## Work required
Collect all lines from the records below that include the word "looks".

## Dataset excerpts
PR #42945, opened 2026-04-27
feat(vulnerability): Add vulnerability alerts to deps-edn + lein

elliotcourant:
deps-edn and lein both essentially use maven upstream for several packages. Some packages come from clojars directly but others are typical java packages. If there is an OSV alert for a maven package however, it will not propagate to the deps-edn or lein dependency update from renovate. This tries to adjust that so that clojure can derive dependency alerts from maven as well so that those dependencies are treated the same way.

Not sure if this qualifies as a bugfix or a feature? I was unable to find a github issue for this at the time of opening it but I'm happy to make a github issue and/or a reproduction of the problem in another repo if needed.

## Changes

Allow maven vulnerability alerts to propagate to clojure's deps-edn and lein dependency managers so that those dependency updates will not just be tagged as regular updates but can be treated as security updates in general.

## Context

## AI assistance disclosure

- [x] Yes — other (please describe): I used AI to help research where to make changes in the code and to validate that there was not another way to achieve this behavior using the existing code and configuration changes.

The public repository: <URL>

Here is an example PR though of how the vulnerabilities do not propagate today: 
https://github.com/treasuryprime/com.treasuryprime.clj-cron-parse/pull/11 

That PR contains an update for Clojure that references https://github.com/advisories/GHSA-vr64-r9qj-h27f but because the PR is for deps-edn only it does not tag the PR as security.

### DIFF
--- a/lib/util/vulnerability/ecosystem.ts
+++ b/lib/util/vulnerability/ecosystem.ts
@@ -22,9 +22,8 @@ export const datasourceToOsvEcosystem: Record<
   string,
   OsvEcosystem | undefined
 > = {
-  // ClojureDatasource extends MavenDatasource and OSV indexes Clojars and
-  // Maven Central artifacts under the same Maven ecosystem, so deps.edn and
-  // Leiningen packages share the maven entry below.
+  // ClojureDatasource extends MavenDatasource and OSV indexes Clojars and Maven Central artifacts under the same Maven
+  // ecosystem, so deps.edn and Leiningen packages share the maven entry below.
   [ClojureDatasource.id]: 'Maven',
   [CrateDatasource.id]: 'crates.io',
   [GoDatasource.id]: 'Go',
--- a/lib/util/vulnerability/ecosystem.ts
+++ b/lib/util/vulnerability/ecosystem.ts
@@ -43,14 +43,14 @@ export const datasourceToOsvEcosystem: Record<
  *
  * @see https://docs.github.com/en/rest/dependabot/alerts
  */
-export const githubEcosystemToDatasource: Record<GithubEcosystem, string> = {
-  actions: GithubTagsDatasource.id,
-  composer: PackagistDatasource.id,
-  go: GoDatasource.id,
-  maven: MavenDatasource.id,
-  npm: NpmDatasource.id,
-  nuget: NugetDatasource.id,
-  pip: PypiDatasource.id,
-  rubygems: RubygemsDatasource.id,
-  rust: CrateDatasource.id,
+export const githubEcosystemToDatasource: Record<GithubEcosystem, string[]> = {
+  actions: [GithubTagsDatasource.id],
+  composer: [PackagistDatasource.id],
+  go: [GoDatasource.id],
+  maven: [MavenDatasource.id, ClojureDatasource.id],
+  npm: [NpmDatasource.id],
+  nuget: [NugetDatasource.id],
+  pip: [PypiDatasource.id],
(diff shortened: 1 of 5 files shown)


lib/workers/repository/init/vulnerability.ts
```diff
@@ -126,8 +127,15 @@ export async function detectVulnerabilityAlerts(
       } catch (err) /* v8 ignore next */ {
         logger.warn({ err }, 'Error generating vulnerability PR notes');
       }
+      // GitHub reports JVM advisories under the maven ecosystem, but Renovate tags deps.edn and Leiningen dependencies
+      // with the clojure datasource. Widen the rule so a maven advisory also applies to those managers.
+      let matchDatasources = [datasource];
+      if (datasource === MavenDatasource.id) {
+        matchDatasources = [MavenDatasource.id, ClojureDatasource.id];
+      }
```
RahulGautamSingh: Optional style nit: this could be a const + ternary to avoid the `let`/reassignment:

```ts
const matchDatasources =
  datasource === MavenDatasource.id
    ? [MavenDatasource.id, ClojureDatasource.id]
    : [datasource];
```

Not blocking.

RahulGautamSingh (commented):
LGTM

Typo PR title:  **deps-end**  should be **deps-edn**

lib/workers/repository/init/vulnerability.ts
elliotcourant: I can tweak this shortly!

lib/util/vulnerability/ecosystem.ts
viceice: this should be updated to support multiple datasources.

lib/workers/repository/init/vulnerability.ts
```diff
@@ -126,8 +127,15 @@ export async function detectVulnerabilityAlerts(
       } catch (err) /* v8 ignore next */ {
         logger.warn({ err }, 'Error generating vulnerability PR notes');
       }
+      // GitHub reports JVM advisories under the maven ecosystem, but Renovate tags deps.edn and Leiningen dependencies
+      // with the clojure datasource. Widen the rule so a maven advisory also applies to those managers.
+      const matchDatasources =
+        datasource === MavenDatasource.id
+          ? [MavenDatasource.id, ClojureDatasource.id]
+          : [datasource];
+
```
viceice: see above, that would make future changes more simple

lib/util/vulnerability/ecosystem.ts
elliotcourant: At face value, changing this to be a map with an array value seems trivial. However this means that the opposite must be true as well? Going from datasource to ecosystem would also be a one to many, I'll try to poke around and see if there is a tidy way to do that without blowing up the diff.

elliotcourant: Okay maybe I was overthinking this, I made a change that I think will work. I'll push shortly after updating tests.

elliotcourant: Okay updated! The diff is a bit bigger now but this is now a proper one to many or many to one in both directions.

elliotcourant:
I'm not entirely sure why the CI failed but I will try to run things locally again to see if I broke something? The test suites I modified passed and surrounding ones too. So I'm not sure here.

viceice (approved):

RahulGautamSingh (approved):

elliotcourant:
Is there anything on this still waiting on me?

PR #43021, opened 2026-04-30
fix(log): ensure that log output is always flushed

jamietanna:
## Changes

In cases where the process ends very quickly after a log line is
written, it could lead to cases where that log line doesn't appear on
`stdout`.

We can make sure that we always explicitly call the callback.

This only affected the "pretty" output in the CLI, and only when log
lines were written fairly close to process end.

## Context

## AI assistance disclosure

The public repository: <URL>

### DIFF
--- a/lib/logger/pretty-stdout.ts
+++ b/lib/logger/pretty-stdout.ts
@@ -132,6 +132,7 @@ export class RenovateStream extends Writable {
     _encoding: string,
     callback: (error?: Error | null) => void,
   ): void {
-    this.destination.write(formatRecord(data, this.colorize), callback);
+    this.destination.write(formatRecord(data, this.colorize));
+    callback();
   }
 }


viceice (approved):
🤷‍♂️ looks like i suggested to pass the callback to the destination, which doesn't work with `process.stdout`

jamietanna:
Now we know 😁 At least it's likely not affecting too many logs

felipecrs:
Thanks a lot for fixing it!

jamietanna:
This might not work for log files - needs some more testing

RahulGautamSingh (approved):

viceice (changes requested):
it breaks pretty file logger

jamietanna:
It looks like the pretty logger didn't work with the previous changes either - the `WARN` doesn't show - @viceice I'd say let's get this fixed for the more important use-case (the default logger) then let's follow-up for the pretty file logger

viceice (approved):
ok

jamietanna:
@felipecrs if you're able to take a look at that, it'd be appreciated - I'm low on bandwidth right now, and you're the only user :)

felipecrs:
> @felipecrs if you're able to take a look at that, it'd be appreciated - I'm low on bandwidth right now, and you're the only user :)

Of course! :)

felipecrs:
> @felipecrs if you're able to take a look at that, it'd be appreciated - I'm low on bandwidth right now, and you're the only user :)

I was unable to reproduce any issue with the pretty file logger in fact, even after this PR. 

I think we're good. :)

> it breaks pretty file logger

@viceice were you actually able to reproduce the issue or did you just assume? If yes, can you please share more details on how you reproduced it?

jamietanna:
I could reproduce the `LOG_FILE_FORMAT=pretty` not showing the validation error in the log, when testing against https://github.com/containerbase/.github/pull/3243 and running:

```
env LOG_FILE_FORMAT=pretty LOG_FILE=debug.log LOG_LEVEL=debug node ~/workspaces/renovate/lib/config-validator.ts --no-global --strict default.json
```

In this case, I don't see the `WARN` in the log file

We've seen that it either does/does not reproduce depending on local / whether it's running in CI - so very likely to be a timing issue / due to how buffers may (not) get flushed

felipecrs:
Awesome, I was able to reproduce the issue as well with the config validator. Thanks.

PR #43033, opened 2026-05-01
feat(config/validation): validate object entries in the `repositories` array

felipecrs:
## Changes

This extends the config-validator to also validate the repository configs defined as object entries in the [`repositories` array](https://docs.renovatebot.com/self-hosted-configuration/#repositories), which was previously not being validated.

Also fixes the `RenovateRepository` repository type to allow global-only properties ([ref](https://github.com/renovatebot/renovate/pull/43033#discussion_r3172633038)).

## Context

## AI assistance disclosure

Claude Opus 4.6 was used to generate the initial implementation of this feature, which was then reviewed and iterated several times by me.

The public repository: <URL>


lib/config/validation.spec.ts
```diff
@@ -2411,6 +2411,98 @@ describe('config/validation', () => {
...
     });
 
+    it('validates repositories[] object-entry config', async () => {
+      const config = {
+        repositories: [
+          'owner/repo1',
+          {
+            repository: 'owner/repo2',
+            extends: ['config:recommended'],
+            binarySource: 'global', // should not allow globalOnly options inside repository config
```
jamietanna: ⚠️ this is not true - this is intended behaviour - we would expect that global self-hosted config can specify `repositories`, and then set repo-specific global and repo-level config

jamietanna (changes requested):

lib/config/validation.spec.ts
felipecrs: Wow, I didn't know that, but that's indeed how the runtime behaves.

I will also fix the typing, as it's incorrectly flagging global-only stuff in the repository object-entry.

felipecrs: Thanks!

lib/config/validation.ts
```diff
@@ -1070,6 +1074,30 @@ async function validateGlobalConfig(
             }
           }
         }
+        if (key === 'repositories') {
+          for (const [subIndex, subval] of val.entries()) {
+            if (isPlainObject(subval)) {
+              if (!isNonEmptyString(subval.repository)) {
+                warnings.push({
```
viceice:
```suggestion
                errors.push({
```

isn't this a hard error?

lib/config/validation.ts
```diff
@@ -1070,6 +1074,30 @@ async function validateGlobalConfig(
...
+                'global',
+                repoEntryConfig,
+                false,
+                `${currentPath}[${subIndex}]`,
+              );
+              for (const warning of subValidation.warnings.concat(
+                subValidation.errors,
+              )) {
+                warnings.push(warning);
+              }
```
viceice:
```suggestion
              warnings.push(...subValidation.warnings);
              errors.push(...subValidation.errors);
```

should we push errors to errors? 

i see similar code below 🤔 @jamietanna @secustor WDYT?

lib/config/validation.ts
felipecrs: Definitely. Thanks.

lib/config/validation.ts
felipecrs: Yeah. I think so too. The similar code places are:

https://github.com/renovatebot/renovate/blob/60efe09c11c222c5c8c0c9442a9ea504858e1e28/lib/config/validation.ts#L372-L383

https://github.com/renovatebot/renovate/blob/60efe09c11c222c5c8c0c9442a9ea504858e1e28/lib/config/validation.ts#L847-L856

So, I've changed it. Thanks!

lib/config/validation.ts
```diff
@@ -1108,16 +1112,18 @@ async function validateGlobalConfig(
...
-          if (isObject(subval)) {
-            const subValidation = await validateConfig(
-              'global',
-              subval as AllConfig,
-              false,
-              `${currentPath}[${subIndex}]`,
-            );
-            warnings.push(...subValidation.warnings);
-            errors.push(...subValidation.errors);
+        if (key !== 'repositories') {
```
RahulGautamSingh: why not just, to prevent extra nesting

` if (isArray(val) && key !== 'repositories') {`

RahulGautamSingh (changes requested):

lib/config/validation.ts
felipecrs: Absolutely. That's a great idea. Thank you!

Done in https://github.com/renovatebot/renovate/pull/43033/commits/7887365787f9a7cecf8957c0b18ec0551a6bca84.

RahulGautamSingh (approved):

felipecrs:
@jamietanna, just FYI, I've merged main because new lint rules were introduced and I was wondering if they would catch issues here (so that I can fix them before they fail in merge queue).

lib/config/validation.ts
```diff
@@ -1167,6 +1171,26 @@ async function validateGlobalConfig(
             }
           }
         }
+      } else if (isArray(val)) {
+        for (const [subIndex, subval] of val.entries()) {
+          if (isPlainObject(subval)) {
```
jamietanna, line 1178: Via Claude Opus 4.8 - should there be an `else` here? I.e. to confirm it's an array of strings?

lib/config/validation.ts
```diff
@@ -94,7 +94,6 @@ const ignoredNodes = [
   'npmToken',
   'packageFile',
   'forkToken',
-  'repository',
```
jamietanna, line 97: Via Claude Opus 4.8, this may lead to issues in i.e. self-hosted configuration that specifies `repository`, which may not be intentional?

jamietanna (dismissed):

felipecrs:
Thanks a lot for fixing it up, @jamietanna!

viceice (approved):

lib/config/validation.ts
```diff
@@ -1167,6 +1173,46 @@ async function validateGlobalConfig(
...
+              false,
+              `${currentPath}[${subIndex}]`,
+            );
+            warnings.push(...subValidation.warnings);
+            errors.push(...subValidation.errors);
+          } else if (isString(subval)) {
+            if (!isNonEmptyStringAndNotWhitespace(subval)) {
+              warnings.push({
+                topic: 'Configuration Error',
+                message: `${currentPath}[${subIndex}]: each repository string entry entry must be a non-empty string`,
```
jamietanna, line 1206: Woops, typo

## Answer to this task
🤷‍♂️ looks like i suggested to pass the callback to the destination, which doesn't work with `process.stdout`
It looks like the pretty logger didn't work with the previous changes either - the `WARN` doesn't show - @viceice I'd say let's get this fixed for the more important use-case (the default logger) then let's follow-up for the pretty file logger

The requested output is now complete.